Task goal: Below are the records. Retype exactly the lines between the lines holding "ahadas: yeah, chatgpt" and "I'm ok with", inclusive.

- Opening Delimiter -

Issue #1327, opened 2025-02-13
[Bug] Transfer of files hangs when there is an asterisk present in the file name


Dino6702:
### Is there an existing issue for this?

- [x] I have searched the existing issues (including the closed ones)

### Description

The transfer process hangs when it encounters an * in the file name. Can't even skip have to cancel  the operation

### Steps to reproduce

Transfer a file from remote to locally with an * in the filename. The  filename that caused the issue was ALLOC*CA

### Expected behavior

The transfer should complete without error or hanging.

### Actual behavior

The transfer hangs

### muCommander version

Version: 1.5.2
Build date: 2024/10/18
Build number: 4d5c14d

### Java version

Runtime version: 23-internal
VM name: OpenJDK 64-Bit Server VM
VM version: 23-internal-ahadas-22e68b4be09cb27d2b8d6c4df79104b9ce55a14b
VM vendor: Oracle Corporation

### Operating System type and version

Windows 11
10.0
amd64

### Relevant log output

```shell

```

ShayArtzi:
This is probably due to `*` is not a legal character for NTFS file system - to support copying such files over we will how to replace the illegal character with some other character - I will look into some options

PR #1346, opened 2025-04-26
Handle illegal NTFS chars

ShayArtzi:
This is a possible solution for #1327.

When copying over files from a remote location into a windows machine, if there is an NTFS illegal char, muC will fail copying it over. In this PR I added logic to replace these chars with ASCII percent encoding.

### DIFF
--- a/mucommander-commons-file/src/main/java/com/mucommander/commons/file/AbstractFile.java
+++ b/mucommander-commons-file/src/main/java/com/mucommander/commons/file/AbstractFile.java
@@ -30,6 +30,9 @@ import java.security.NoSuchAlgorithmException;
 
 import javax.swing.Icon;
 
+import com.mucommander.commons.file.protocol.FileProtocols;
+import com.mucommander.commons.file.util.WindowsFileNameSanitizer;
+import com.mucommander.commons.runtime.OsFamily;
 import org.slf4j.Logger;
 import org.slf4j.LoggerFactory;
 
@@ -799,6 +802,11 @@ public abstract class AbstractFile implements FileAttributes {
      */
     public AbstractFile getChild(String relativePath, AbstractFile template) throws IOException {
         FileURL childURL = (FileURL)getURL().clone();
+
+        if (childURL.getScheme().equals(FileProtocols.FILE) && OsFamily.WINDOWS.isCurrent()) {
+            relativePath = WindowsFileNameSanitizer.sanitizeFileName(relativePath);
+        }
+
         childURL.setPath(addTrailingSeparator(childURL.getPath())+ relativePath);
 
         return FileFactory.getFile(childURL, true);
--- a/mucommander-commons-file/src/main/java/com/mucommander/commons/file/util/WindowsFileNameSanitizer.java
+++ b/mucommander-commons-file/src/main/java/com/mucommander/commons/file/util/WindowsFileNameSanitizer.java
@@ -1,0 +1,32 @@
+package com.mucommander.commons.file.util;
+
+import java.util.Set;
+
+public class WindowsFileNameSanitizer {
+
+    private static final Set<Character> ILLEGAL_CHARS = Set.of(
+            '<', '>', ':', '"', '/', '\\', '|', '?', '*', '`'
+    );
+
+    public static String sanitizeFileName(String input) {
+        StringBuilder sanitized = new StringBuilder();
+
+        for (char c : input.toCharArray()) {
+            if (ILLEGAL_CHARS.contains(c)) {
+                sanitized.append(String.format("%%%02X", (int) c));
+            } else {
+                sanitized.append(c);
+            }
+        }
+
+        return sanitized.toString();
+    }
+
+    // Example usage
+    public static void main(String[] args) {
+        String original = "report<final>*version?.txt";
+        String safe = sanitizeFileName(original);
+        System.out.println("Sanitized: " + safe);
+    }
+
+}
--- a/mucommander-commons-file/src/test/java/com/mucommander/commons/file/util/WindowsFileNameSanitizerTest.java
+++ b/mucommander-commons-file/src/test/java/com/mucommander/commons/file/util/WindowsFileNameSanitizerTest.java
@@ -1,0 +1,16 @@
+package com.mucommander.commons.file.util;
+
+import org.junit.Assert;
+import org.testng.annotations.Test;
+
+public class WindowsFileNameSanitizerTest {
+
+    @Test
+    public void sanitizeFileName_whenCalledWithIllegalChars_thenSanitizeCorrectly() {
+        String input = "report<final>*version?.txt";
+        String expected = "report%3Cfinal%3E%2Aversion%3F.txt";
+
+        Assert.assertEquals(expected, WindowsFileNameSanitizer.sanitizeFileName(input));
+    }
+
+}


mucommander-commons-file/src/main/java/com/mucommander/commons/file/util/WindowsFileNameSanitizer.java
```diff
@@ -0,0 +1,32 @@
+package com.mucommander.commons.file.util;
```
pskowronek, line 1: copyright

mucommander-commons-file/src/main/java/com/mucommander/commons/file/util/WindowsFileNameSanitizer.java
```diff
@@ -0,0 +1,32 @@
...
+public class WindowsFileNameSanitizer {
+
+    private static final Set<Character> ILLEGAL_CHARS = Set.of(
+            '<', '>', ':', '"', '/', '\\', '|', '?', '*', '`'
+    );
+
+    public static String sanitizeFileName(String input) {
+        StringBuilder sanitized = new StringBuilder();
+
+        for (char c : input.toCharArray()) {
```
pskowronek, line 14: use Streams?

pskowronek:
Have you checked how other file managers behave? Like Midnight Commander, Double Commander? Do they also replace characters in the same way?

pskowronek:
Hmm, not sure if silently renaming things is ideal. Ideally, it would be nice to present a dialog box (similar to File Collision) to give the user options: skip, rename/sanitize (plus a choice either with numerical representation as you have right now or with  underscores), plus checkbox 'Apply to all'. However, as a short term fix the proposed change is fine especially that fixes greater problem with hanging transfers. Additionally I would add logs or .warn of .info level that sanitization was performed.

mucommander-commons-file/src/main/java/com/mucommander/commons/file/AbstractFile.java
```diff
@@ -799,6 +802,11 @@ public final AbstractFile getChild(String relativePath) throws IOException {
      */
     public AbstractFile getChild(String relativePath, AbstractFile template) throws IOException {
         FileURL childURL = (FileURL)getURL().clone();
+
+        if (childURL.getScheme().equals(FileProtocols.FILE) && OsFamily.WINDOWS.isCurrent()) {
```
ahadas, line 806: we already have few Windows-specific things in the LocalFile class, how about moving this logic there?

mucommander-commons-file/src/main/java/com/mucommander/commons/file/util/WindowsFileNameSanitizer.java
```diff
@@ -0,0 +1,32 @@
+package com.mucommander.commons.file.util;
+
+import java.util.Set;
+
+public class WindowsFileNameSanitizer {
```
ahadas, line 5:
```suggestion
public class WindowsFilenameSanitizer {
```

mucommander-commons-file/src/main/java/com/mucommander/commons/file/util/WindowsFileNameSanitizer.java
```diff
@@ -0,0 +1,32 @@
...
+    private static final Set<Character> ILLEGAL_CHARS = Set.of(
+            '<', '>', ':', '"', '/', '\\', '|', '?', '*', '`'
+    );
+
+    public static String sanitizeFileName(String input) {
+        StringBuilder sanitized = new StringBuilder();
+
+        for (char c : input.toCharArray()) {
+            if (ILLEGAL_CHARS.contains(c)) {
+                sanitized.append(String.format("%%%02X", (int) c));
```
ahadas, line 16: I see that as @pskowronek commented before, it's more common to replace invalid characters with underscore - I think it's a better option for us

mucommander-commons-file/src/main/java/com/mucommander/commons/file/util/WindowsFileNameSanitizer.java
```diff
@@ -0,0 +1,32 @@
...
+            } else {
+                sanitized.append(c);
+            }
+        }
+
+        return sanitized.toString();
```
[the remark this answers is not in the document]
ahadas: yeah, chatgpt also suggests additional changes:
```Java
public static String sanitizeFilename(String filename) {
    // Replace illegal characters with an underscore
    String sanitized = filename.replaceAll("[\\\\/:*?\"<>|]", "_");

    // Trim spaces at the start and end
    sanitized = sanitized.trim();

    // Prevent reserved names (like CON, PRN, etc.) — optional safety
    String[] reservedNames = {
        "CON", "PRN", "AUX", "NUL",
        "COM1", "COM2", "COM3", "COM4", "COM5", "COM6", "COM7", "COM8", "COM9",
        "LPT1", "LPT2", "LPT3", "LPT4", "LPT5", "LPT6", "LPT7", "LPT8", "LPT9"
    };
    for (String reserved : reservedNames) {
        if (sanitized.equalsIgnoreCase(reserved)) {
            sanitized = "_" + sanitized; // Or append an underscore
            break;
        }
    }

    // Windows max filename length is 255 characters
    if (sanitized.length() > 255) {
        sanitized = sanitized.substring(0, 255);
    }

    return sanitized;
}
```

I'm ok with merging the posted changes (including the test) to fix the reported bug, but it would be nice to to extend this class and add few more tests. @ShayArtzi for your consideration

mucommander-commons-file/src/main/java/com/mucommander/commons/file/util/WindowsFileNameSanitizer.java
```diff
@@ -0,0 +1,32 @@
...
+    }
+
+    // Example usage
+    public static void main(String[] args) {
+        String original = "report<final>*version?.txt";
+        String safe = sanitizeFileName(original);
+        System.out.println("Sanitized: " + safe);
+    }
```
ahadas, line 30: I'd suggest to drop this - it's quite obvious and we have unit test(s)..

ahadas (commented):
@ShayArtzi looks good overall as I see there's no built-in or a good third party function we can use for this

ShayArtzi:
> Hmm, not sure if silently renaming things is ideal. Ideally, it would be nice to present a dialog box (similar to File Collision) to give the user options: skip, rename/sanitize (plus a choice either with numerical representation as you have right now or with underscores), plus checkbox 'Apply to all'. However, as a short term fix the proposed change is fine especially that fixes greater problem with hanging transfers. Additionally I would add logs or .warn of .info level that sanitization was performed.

- Closing Delimiter -
- Opening Delimiter -

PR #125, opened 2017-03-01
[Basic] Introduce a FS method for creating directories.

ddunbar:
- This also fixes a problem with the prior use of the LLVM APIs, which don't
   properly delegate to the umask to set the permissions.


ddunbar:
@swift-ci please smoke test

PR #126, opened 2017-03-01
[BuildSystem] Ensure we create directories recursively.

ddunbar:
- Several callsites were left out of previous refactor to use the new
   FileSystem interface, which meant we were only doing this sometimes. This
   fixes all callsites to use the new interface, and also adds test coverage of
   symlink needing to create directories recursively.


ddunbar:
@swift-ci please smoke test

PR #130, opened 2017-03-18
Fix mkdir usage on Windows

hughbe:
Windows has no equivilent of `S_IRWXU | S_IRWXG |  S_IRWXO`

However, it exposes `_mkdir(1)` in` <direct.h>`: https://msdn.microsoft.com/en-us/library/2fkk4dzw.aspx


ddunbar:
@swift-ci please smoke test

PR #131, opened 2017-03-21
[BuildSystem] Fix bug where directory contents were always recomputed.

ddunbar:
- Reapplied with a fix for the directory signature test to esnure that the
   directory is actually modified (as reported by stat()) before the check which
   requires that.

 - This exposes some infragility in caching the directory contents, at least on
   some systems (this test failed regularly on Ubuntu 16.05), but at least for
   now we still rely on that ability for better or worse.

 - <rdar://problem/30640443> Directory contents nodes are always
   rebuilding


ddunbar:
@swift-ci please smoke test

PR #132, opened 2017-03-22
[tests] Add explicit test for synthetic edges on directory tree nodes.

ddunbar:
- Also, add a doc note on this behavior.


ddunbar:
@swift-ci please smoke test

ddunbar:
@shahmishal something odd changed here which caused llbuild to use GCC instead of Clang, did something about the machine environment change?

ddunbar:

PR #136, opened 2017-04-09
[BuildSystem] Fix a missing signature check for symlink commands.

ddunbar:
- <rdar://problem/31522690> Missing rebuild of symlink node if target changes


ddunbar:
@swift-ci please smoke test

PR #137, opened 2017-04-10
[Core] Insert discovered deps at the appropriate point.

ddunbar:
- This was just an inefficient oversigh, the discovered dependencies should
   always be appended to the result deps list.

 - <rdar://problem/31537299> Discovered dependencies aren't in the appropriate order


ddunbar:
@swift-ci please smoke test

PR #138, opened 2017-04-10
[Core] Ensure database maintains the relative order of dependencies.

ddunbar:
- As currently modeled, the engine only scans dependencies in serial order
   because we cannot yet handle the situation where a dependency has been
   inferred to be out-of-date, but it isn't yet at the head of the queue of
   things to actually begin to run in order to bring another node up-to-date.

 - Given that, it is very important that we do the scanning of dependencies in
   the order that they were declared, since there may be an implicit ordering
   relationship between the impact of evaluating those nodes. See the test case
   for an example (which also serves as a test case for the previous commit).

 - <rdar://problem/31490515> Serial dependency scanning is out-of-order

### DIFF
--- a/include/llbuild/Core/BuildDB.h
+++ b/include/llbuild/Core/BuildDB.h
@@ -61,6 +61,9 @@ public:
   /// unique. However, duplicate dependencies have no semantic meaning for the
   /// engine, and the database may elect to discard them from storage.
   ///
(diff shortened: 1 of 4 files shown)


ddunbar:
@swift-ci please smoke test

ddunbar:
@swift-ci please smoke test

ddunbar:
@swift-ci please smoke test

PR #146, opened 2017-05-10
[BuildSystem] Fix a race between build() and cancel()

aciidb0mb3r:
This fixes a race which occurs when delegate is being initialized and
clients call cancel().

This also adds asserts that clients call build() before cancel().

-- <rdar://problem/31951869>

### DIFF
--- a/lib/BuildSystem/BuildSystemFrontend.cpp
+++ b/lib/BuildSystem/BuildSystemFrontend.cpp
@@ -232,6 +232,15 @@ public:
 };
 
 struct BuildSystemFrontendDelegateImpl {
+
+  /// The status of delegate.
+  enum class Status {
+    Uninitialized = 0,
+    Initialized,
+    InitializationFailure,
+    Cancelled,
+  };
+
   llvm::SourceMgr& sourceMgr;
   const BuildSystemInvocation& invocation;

- Closing Delimiter -

Your response:
ahadas: yeah, chatgpt also suggests additional changes:
```Java
public static String sanitizeFilename(String filename) {
    // Replace illegal characters with an underscore
    String sanitized = filename.replaceAll("[\\\\/:*?\"<>|]", "_");

    // Trim spaces at the start and end
    sanitized = sanitized.trim();

    // Prevent reserved names (like CON, PRN, etc.) — optional safety
    String[] reservedNames = {
        "CON", "PRN", "AUX", "NUL",
        "COM1", "COM2", "COM3", "COM4", "COM5", "COM6", "COM7", "COM8", "COM9",
        "LPT1", "LPT2", "LPT3", "LPT4", "LPT5", "LPT6", "LPT7", "LPT8", "LPT9"
    };
    for (String reserved : reservedNames) {
        if (sanitized.equalsIgnoreCase(reserved)) {
            sanitized = "_" + sanitized; // Or append an underscore
            break;
        }
    }

    // Windows max filename length is 255 characters
    if (sanitized.length() > 255) {
        sanitized = sanitized.substring(0, 255);
    }

    return sanitized;
}
```

I'm ok with merging the posted changes (including the test) to fix the reported bug, but it would be nice to to extend this class and add few more tests. @ShayArtzi for your consideration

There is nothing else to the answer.